The majority of this is not specific to Rust and not exactly groundbreaking stuf...

jmcomets · on June 15, 2023

+1, the link to Joel Spolky's post on Unicode is probably the most interesting read I've found this year: https://www.joelonsoftware.com/2003/10/08/the-absolute-minim...

chrismorgan · on June 15, 2023

I was never much impressed with that article (given its title, I say—given its title) from the first time I saw it, probably around 2010, and it has aged poorly. Some of my complaints about it:

• It tells a verbose story, rather than just telling you what you need to know succinctly. (Seriously, the 3,600-word article could be condensed to under a thousand words with no meaningful loss—and the parts that I consider useful could be better expressed in well under 500 words. As a reminder of where I’m coming from in this criticism: the title of the article is “The Absolute Minimum Every Software Developer Absolutely, Positively Must Know About Unicode and Character Sets (No Excuses!)”, so I expect it to be, y’know, absolute-minimumy.)

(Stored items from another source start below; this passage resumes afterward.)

PR #406, opened 2022-07-28
Moved rewrite:element from 4.3.4 to Appendix F

### LINKED ISSUE #356: rewrite: element transformation
**rewrite: element**  is at https://w3c.github.io/mathml/spec.html#dfn-rewrite-element is in section 4.3.4 and the only rewrite rule still in Chapter 4. I wonder if it should move to appendix G? It would need some minor rewordings of the adjacent paragraphs.

samdooley:
Closes #356

### DIFF
--- a/src/contm-new.html
+++ b/src/contm-new.html
@@ -2841,53 +2841,24 @@
    <section>
     <h4 id="contm_opclasses">Operator Classes</h4>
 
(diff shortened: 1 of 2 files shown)


samdooley:
https://samdooley.github.io/mathml/#contm_opclasses

PR #408, opened 2022-08-04
alignment points

NSoiffer:
Big changes to maligngroup/malignmark to eliminate their attributes and simplify the description.

Also, malignmark can no longer occur at any point, including inside tokens.

### DIFF
--- a/src/presentation-markup.html
+++ b/src/presentation-markup.html
@@ -7387,10 +7387,18 @@
    <section>
     <h5>Deprecation Notice</h5>
     <p>
-      With one significant exception, <code class="emptytag">&lt;maligngroup/&gt;</code> and <code class="emptytag">&lt;malignmark/&gt;</code> have had minimal adoption
-      and implementation. The one exception only uses the basics of alignment. Because of this, alignment in MathML is significantly
-      simplified to align with the current usage and make future implemntation simplier. In particular, all of the attributes
-      for these elements have been deprecated.
+      With one significant exception, <code class="emptytag">&lt;maligngroup/&gt;</code> and <code class="emptytag">&lt;malignmark/&gt;</code>
+      have had minimal adoption and implementation.
+      The one exception only uses the basics of alignment. Because of this, alignment in MathML is significantly
+      simplified to align with the current usage and make future implemntation simplier. In particular, the following simplifications are made:
+      <ul>
+        <li>the attributes for <code class="emptytag">&lt;maligngroup/&gt;</code> and <code class="emptytag">&lt;malignmark/&gt;</code> have been deprecated</li>
+        <li>The <code class="attribute">groupalign</code> attribute previously allowed on
+          <code class="element">mtable</code>, <code class="element">mtr</code>, and 
+          <code class="element">mtr</code> is deprecated</li>
+        <li><code class="emptytag">&lt;malignmark/&gt;</code> used to be allowed anywhere, including inside of token elements;
+          it is now allowed in only the locations that <code class="emptytag">&lt;maligngroup/&gt;</code> is allowed (see below)</li>
+      </ul>
     </p>
    </section>
    <section>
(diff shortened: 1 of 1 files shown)


src/presentation-markup.html
```diff
@@ -7387,6 +7384,23 @@ <h5 id="presm_mtdatts">Attributes</h5>
    <h4 id="presm_malign">Alignment Markers
    <code class="emptytag">&lt;maligngroup/&gt;</code>, <code class="emptytag">&lt;malignmark/&gt;</code><span class="coreno"></span></h4>
  
+   <section>
+    <h5>Deprecation Notice</h5>
+    <p>
+      With one significant exception, <code class="emptytag">&lt;maligngroup/&gt;</code> and <code class="emptytag">&lt;malignmark/&gt;</code>
+      have had minimal adoption and implementation.
+      The one exception only uses the basics of alignment. Because of this, alignment in MathML is significantly
+      simplified to align with the current usage and make future implemntation simplier. In particular, the following simplifications are made:
```
davidcarlisle: implementation simpler

src/presentation-markup.html
```diff
@@ -7482,61 +7483,49 @@ <h5>Description</h5>
...
-    <p>The alignment groups start at the locations of invisible
-    <code class="element">maligngroup</code> elements, which are rendered with
-    zero width when they occur outside of an alignment scope, but within
-    an alignment scope are rendered with just enough horizontal space to
-    cause the desired alignment of the alignment group that follows
-    them. A simple algorithm by which a MathML application can achieve this is given
-    later. In the example above, each equation would have one
+    <h5 id="presm_specify_align_group">Specifying alignment groups</h5>
+    <p>Each part of expression to be aligned should be in an <code class="element">maligngroup</code>.
+       The point of alignment is the left edge (right edge for RTL) of the element that follows an <code class="element">maligngroup</code> element
```
davidcarlisle: (right edge if `<code>dir="rtl"</code>`)

src/presentation-markup.html
```diff
@@ -7578,55 +7567,40 @@ <h5>Specifying alignment groups</h5>
...
     alignment.</p>
  
-    <p>Note that some positions for an <code class="element">maligngroup</code>
-    element, although legal, are not useful, such as  an
-    <code class="element">maligngroup</code> element <span>that is</span> an argument of an
-    <code class="element">mfenced</code> element. <span>Similarly, when inserting an <code class="element">maligngroup</code>
-    element in an element whose arguments have positional significance, it
-    is necessary to introduce a new <code class="element">mrow</code> element
-    containing just the <code class="element">maligngroup</code> element and the child element
-    it precedes in order to preserve the proper expression structure.  For
```
davidcarlisle, line 7588: we could make `<mfrac><mn>1</mn><malignmark/></mfrac>` schema invalid,  previously they were valid as malignmark and maligngroup listed in PresentationExpression so allowed anywhere but they could be treated like `<none/>` and only allowed in specific contexts. The mathml4-legacy schema can make them valid again (and add attributes back, etc...

src/presentation-markup.html
```diff
@@ -7691,382 +7665,29 @@ <h5>Table cells that are not divided into alignment groups</h5>
...
-    <p>If there is more than one <code class="element">malignmark</code> element
+    alignment group, it should only occur within the elements allowed for <code class="element">maligngroup</code>
+    (see <a href="#presm_specify_align_group"></a>).
+    If there is more than one <code class="element">malignmark</code> element
     in an alignment group, all but the first one will be ignored. MathML
     applications may wish to provide a mode in which they will warn about
     this situation, but it is not an error, and should trigger no warnings
     by default. <span>The rationale for this is that</span> it would
     be inconvenient to have to remove all
     unnecessary <code class="element">malignmark</code> elements from
```
davidcarlisle, line 7651: Why not make it an error?

davidcarlisle (commented):
I suspect we should remove the features rather than deprecate.

Currently there is a broken link as `groupalign` is described linking to `#group-alignment-list-list` which no longer exists, but more generally I think "deprecated" means "if you use it, it should work, but the feature may be removed in future" So the benefit of simpler schema and simpler text not gained until MathML5.

So "deprecation" would mean we still have to describe the old full version, but then advise it isn't used.

I think we should treat this as if it had been deprecated in MathML3,  so that `groupalign=` or `<mn><maligmark/></mn>` can be marked invalid in mathml4 unless using `mathml4-legacy` schema.

davidcarlisle:
@NSoiffer 's branch is visible at

https://davidcarlisle.github.io/mathml/#deprecation-notice

src/presentation-markup.html
NSoiffer: fixed

src/presentation-markup.html
NSoiffer: fixed

src/presentation-markup.html
NSoiffer: It is more consistent with the "malignmark/maligngroup" can occur anywhere philosophy (ignore if not appropriate) to ignore them.

src/presentation-markup.html
NSoiffer: Sounds reasonable.

I won't mark this as resolved since you have some work to do.

src/presentation-markup.html
davidcarlisle: OK I suppose (personally I'd make them invalid, making it more likely editors avoid this, browsers silently ignore invalid markup in any case) But not a battle I want to fight so I'll go with the flow here, marking resolved

davidcarlisle (approved):
schema is (still) in mathml-refresh github so I think all done here, I'll merge. I hope to update schema before the call this (UK) evening

PR #411, opened 2022-08-11
Intent

NSoiffer:
Rewrote introduction to Annotating MathML so that both semantics and intent are hopefully introduced more appropriately.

• It spends way too much time on history that even in 2003 wasn’t particularly relevant to a lot of people (though yeah, if you were working in the Windows ecosystems he was working in, you would benefit from knowing about some of it), and which is now (twenty years later) completely irrelevant to almost everyone.

• It portrays UCS-2 and UTF-16 as equivalent, which is disastrously wrong. (As in, “if you do that, you stand a good chance of destroying anything beyond U+FFFF”.)

• As far as I can tell (I was a young child at the time), its chronology around UTF-8 and UCS-2/UTF-16 is… well, dubious at best, playing fast and loose with ordering and causality.

• Really, the whole article looks at things from roughly the Windows API perspective, which, although what you’d expect from him (as a developer living in Microsoft ecosystems), just isn’t very balanced or relevant any more, since by now UTF-8 has more or less won.

• It doesn’t talk about the different ways of looking at Unicode text: code units (mostly important because of the UTF-16 mess), scalar values, extended grapheme clusters, that kind of thing. A brief bit on the interactions with font shaping would also be rather useful; a little bidirectional text, a little Indic script, these days even a bit of emoji composition. These days especially, all of this stuff is far more useful than ancient/pre-Unicode history.

• The stuff about browsers was right at the time, but that’s been fixed for I think over a decade now (browser makers agreeing on the precise algorithms to use in sniffing). (He’s absolutely right that Postel’s Law was a terrible idea.)